Questions arise over lack of transparency in upmc mold cases

Last week, our blog discussed how recent reports have outlined how two patients who underwent heart transplant procedures at UPMC Presbyterian hospital died last October and this past June after contracting a fungal infection in the cardiothoracic intensive care unit. As shocking as this was, we also discussed how these same reports revealed that a third patient is now being treated for a fungal infection contracted after a recent lung transplant.

As if things couldn’t possibly get any worse, it was announced by officials at UPMC Montefiore hospital last Friday that a patient who had previously undergone a liver transplant there had also died after contracting a fungal infection.

 

UPMC officials have since announced that all transplant patients at these two facilities would be administered antifungal medications in the interim, and that they were working alongside everyone from the Allegheny County Health Department and the Pennsylvania Department of Health to the Centers for Disease Control and Prevention to get things under control. 

While this is encouraging to a certain degree, it nevertheless raises the question as to why both facilities waited so long to share news of these fungal outbreaks among transplant patients with not just the general public, but, more importantly, local, state and federal health officials.
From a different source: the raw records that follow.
PR #1149, opened 2018-07-26
Remove unsused adal specific public enum from core.

bgavrilMS:


henrik-me (approved):
:shipit:

rayluo (approved):
Since they are not currently used, and all the tests still pass after the removal, this is a valid fix.

And this would also mean that ADAL keeps its own PromptBehavior, and MSAL keeps its own [UIBehavior](https://github.com/AzureAD/microsoft-authentication-library-for-dotnet/wiki/Acquiring-tokens-interactively#controlling-the-interactivity-with-the-user-with-the-behavior-parameter-uibehavior), we are not attempting to combine them in core.

PR #1151, opened 2018-07-27
authority aliases support in msal

SomkaPe:
Adding authority aliases support.
In order to eliminate “islands of SSO” effects when tokens  in cache can be stored under different authority aliases like login.windows.net and login.microsoftonline.com,  we do issue instance discovery call to get authority metadata which contains aliases and pref cache and pref network calls aliases.
Pref network value should be used for network calls,
Pref cache value should be used while caching tokens ( for write operations pref cache value used, for read operation all aliases should be checked)


core/src/Instance/AadInstanceDiscovery.cs
```diff
@@ -0,0 +1,111 @@
...
+using System.Runtime.Serialization;
+using System.Text;
+using System.Threading;
+using System.Threading.Tasks;
+
+namespace Microsoft.Identity.Core.Instance
+{
+    internal static class AadInstanceDiscovery
+    {
+        // Keys are host strings
```
henrik-me: >// Keys are host strings [](start = 8, length = 24)

remove comment, it's already in the field signature. Consider however to comment on the class and make it a singleton instead as that reveals the intent (imo) of this class better.  #Resolved

core/src/Instance/Authority.cs
```diff
@@ -118,27 +118,41 @@ public static void ValidateAsUri(string authority)
             }
         }
 
-        private static Authority CreateInstance(string authority, bool validateAuthority)
+        internal static AuthorityType GetAuthorityType(string authority)
         {
-            authority = CanonicalizeUri(authority);
-            ValidateAsUri(authority);
             string[] pathSegments = new Uri(authority).AbsolutePath.Substring(1).Split('/');
```
henrik-me: >new Uri(authority).AbsolutePath.Substring(1).Split('/'); [](start = 36, length = 56)

can you use this: [https://msdn.microsoft.com/en-us/library/system.uri.segments(v=vs.110).aspx](https://msdn.microsoft.com/en-us/library/system.uri.segments(v=vs.110).aspx) #Resolved

henrik-me: [https://docs.microsoft.com/en-us/dotnet/api/system.uri.segments?view=netframework-4.7.1#System_Uri_Segments](https://docs.microsoft.com/en-us/dotnet/api/system.uri.segments?view=netframework-4.7.1#System_Uri_Segments)

---
In reply to: [205900836](https://github.com/AzureAD/azure-activedirectory-library-for-dotnet/pull/1151#discussion_r205900836) [](ancestors = 205900836)

henrik-me:
>     }

should be in a separate file #Resolved

---
Refers to: core/src/Instance/Authority.cs:43 in 9e71d2e. [](commit_id = 9e71d2e7732be85bf66e57f0384602df2695c252, deletion_comment = False)

henrik-me:
>             string[] pathSegments = authorityUri.Uri.AbsolutePath.Substring(1).Split(new[] { '/' }, StringSplitOptions.RemoveEmptyEntries);

[https://docs.microsoft.com/en-us/dotnet/api/system.uri.segments?view=netframework-4.7.1#System_Uri_Segments](https://docs.microsoft.com/en-us/dotnet/api/system.uri.segments?view=netframework-4.7.1#System_Uri_Segments) #Resolved

---
Refers to: core/src/Instance/Authority.cs:65 in 9e71d2e. [](commit_id = 9e71d2e7732be85bf66e57f0384602df2695c252, deletion_comment = False)

core/src/Instance/Authority.cs
```diff
@@ -118,27 +118,41 @@ public static void ValidateAsUri(string authority)
...
+            {
+                case AuthorityType.Adfs:
+                    throw CoreExceptionFactory.Instance.GetClientException(CoreErrorCodes.InvalidAuthorityType,
+                       "ADFS is not a supported authority");
+
+                case AuthorityType.B2C:
+                    return new B2CAuthority(authority, validateAuthority);
+
+                default:
+                    return new AadAuthority(authority, validateAuthority);
```
henrik-me: suggestion: switch the AuthorityType.Aad and throwing an exception in default. has downsides, thus looking forward to your thoughts on this

core/src/Instance/InstanceDiscoveryResponse.cs
```diff
@@ -35,5 +35,8 @@ internal sealed class InstanceDiscoveryResponse : OAuth2ResponseBase
     {
         [DataMember(Name = "tenant_discovery_endpoint", IsRequired = false)]
         public string TenantDiscoveryEndpoint { get; set; }
+
+        [DataMember(Name = "metadata")]
```
henrik-me, line 39: seems like this should be required. however the same above. Do you know why the tenent_discovery_endpoint is not required?

msal/samples/desktop/SampleApp/MainForm.cs
```diff
@@ -43,7 +43,7 @@ public MainForm()
             tabControl1.Appearance = TabAppearance.FlatButtons;
             tabControl1.ItemSize = new Size(0, 1);
             tabControl1.SizeMode = TabSizeMode.Fixed;
-            user = _msalHelper.Application.Users.First();
+            user = _msalHelper.Application.GetUsers().Result.First();
```
henrik-me: >First [](start = 61, length = 5)

FirstOrDefault ? and make the sample app handle null elegantly?

henrik-me:
would be great to see a description of your change in the PR... right now it's blank

henrik-me:
let me know your thoughts on my comments. marking for waiting until I see your responses. #Resolved

henrik-me (changes requested):
:clock1:

core/src/Instance/InstanceDiscoveryResponse.cs
SomkaPe: in case of some error these fields will not be present , instead fields like 'error' 'error_description' will be returned

core/src/Instance/AadInstanceDiscovery.cs
SomkaPe: switched to singelton #Resolved

core/src/Instance/Authority.cs
SomkaPe: switched to Segments api #Resolved

core/src/Instance/Authority.cs
SomkaPe: changed

msal/samples/desktop/SampleApp/MainForm.cs
SomkaPe: changed

core/src/Instance/AadAuthority.cs
```diff
@@ -35,63 +35,51 @@ namespace Microsoft.Identity.Core.Instance
...
+            "login.microsoftonline.de", // Microsoft Azure Blackforest
+            "login-us.microsoftonline.com", // Microsoft Azure US Government - Legacy
             "login.microsoftonline.us", // Microsoft Azure US Government
             "login.microsoftonline.com", // Microsoft Azure Worldwide
-            "login.microsoftonline.de" // Microsoft Azure Blackforest
+            "login.cloudgovapi.us" // Microsoft Azure US Government
         };
 
-        public AadAuthority(string authority, bool validateAuthority) : base(authority, validateAuthority)
+        public const string DefaultTrustedAuthority = "login.microsoftonline.com";
```
bgavrilMS, line 49: Inconsistent naming - TrustedHostList  / DefaultTrustedAuthority  - also inconsistent visibility - please make both public as the class is internal.

core/src/Instance/AadAuthority.cs
```diff
@@ -35,63 +35,51 @@ namespace Microsoft.Identity.Core.Instance
 {
     internal class AadAuthority : Authority
     {
-        private const string AadInstanceDiscoveryEndpoint = "https://login.microsoftonline.com/common/discovery/instance";
-        private static readonly HashSet<string> TrustedHostList = new HashSet<string>()
+        internal static readonly HashSet<string> TrustedHostList = new HashSet<string>()
```
bgavrilMS, line 38: I assume this should be read-only, consider using a property { get; private set;} and maybe use an ImmutableHashSet

core/src/Instance/AadAuthority.cs
```diff
@@ -114,5 +102,10 @@ internal static bool IsInTrustedHostList(string host)
                 !string.IsNullOrEmpty(
                     TrustedHostList.FirstOrDefault(a => string.Compare(host, a, StringComparison.OrdinalIgnoreCase) == 0));
         }
+
+        internal override async Task Init(RequestContext requestContext)
```
bgavrilMS, line 106: Please place this near the ctor.

core/src/Instance/AadAuthority.cs
```diff
@@ -114,5 +102,10 @@ internal static bool IsInTrustedHostList(string host)
...
+        {
+            await UpdateCanonicalAuthorityAsync(requestContext).ConfigureAwait(false);
```
bgavrilMS, line 108: How will users of this class know they have to call Init?

core/src/Instance/AadInstanceDiscovery.cs
```diff
@@ -0,0 +1,114 @@
...
+using System.Runtime.Serialization;
+using System.Text;
+using System.Threading;
+using System.Threading.Tasks;
+
+namespace Microsoft.Identity.Core.Instance
+{
+    internal class AadInstanceDiscovery
+    {
+        AadInstanceDiscovery(){}
```
bgavrilMS, line 17: why?

core/src/Instance/AadInstanceDiscovery.cs
```diff
@@ -0,0 +1,114 @@
...
+                        .ConfigureAwait(false);
+
+            return discoveryResponse;
+        }
+
+        private static void Validate(InstanceDiscoveryResponse instanceDiscoveryResponse)
+        {
+            if (instanceDiscoveryResponse.TenantDiscoveryEndpoint == null)
+            {
+                throw CoreExceptionFactory.Instance.GetClientException(instanceDiscoveryResponse.Error,
```
bgavrilMS, line 91: I think for maintainability we should make sure all error codes are public in adal / msal. @henrik-me to confirm this is a goal

core/src/Instance/AadInstanceDiscovery.cs
```diff
@@ -0,0 +1,114 @@
...
+                     instanceDiscoveryResponse.ErrorDescription);
+            }
+        }
+
+        private void CacheInstanceDiscoveryMetadata(string host, InstanceDiscoveryResponse instanceDiscoveryResponse)
+        {
+            foreach (var entry in instanceDiscoveryResponse?.Metadata ?? Enumerable.Empty<InstanceDiscoveryMetadataEntry>())
```
bgavrilMS, line 98: nice #Resolved

core/src/Instance/Authority.cs
```diff
@@ -118,27 +111,50 @@ public static void ValidateAsUri(string authority)
...
+        internal static string GetFirstPathSegment(string authority)
+        {
+            return new Uri(authority).Segments[1].TrimEnd('/');
+        } 
+
+        internal static AuthorityType GetAuthorityType(string authority)
+        {
+            var firstPathSegment = GetFirstPathSegment(authority);
+
+            if (string.Compare(firstPathSegment, "adfs", StringComparison.OrdinalIgnoreCase) == 0)
```
bgavrilMS, line 123: string.Equals

core/src/Instance/Authority.cs
```diff
@@ -118,27 +111,50 @@ public static void ValidateAsUri(string authority)
             }
         }
 
+        internal static string GetFirstPathSegment(string authority)
+        {
+            return new Uri(authority).Segments[1].TrimEnd('/');
+        } 
+
+        internal static AuthorityType GetAuthorityType(string authority)
```
bgavrilMS, line 119: This class seems to do too much, consider having a separate AuthorityFactory

core/src/Instance/B2CAuthority.cs
```diff
@@ -35,7 +35,7 @@ internal class B2CAuthority : AadAuthority
     {
         public const string Prefix = "tfp"; // The http path of B2C authority looks like "/tfp/<your_tenant_name>/..."
 
-        public B2CAuthority(string authority, bool validateAuthority) : base(authority, validateAuthority)
+        internal B2CAuthority(string authority, bool validateAuthority) : base(authority, validateAuthority)
```
bgavrilMS, line 38: a public method in an internal class has the same visibility as an internal method in an internal class, so there is no reason to change this.

bgavrilMS (commented):
LGTM apart minor changes

core/src/Instance/AadInstanceDiscovery.cs
henrik-me: Agree with the goal. Not sure how we are going to expose these for Core... at this point in time. Only way is to have a public interface in Core, which I'm not sure we agreed upon.

core/src/Instance/B2CAuthority.cs
henrik-me: Did we agree to change to same visibility or only set visibility on the class? not sure where we are with that.

core/src/Instance/AadInstanceDiscovery.cs
```diff
@@ -0,0 +1,114 @@
...
+
+namespace Microsoft.Identity.Core.Instance
+{
+    internal class AadInstanceDiscovery
+    {
+        AadInstanceDiscovery(){}
+
+        public static AadInstanceDiscovery Instance { get; } = new AadInstanceDiscovery();
+
+        internal readonly ConcurrentDictionary<string, InstanceDiscoveryMetadataEntry> InstanceCache =
```
henrik-me, line 21: minor: could this be named Cache?

henrik-me:
I like the refactorings and actions on the comments. A few newer comments are available. I ack this change assuming you will be responding to all the remaining comments and open work items for any additional work for Auth aliases. #Pending

henrik-me (approved):
:shipit:

henrik-me:
Please ensure to document the changes in the interface for MSAL in the wiki ensuring developers have an easy to read doc to get them from the current MSAL to the new one. There seems to be a number of relevant cache information to notify about including how to handle the api changes most effectively.

core/src/Instance/AadInstanceDiscovery.cs
SomkaPe: private constructor, singleton pattern

core/src/Instance/AadAuthority.cs
SomkaPe: good point it is host not authority, changed to host

core/src/Instance/AadAuthority.cs
SomkaPe: yes, it is read only, did not managed to add ImmutableHashSet - it is not visible due to some issues with multi targeting projects

core/src/Instance/AadAuthority.cs
SomkaPe: moved

core/src/Instance/Authority.cs
SomkaPe: switched

core/src/Instance/B2CAuthority.cs
SomkaPe: public does not reflect reality even though compiler is fine with that

core/src/Instance/AadInstanceDiscovery.cs
SomkaPe: switched

core/src/Instance/AadAuthority.cs
SomkaPe: removed Init

core/src/Instance/AadInstanceDiscovery.cs
SomkaPe: we need to expose exact OAuth2Response eror codes returned from STS to simplify maintenance

PR #1152, opened 2018-07-29
Add int values to PromptBehavior enums

jennyf19:


adal/src/Microsoft.IdentityModel.Clients.ActiveDirectory/Features/NonWinCommon/PromptBehavior.cs
```diff
@@ -37,27 +37,27 @@ public enum PromptBehavior
         /// Acquire token will prompt the user for credentials only when necessary.  If a token
         /// that meets the requirements is already cached then the user will not be prompted.
         /// </summary>
-        Auto,
+        Auto = 0,
```
bgavrilMS, line 40: This all seems to be in line with the Enum design guidelines https://docs.microsoft.com/en-us/dotnet/standard/design-guidelines/enum 

I assume the reason for doing this is to add that the default value for PromptBehaviour is Auto? If so, please add an enum comment.

bgavrilMS (approved):
LGTM, see minor comment inline

henrik-me:
I assume this will not be a breaking change as likely the output would be the same. Did you validate?

henrik-me (approved):
:shipit:

jennyf19:
closing as the change will be in this [PR](https://github.com/AzureAD/azure-activedirectory-library-for-dotnet/pull/1154)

The somewhat surprising answer is that while both state and federal law mandate that hospitals report otherwise communicable diseases like Legionnaire’s to health agencies, no such requirement exists in relation to fungal outbreaks.

Indeed, it wasn’t until after the third patient fell ill at UPMC Presbyterian that the fungal cases were reported to the aforementioned health agencies, while the public was only informed after news that the facility has temporarily shuttered its ICU was leaked to the press.

This naturally begs the question as to why there is no mandatory reporting requirement in relation to fungal outbreaks.

According to the CDC, the answer can be attributed to the fact that they can be difficult to diagnose and difficult to pinpoint.

“Often you need to collect tissue to determine if they have an infection. Another part of the problem is that we don’t know enough about what the incubation period is for fungus, so we don’t know when they got it in their body,” explained one CDC official.

Even acknowledging this fact, it might arguably be time to revisit this position given the devastating fallout we’ve seen firsthand here in the Pittsburgh area.